■ **About this task**
Your reply must be one number: the count of lines in the data below that contain "directly".

■ **Records shown**
++++++++++

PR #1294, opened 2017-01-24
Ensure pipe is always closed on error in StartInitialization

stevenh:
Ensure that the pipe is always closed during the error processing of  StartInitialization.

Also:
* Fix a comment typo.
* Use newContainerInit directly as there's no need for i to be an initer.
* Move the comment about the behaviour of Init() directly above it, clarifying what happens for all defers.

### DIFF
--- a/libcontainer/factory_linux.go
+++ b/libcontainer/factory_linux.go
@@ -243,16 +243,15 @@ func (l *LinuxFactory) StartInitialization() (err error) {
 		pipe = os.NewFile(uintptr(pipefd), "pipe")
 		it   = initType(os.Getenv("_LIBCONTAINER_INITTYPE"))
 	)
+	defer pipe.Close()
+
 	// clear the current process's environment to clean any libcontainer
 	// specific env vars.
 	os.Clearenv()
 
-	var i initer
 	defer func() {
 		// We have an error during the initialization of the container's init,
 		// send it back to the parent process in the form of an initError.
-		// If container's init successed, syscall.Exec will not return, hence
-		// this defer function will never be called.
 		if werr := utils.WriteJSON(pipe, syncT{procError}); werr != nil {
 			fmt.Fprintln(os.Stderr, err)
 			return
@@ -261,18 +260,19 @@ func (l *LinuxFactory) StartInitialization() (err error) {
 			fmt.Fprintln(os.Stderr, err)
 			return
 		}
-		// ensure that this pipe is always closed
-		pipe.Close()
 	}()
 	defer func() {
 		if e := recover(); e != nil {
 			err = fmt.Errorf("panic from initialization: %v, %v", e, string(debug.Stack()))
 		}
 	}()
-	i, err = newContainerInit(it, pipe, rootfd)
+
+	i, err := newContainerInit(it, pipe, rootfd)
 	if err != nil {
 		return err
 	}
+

++++++++++

■ **Solution for this task**
2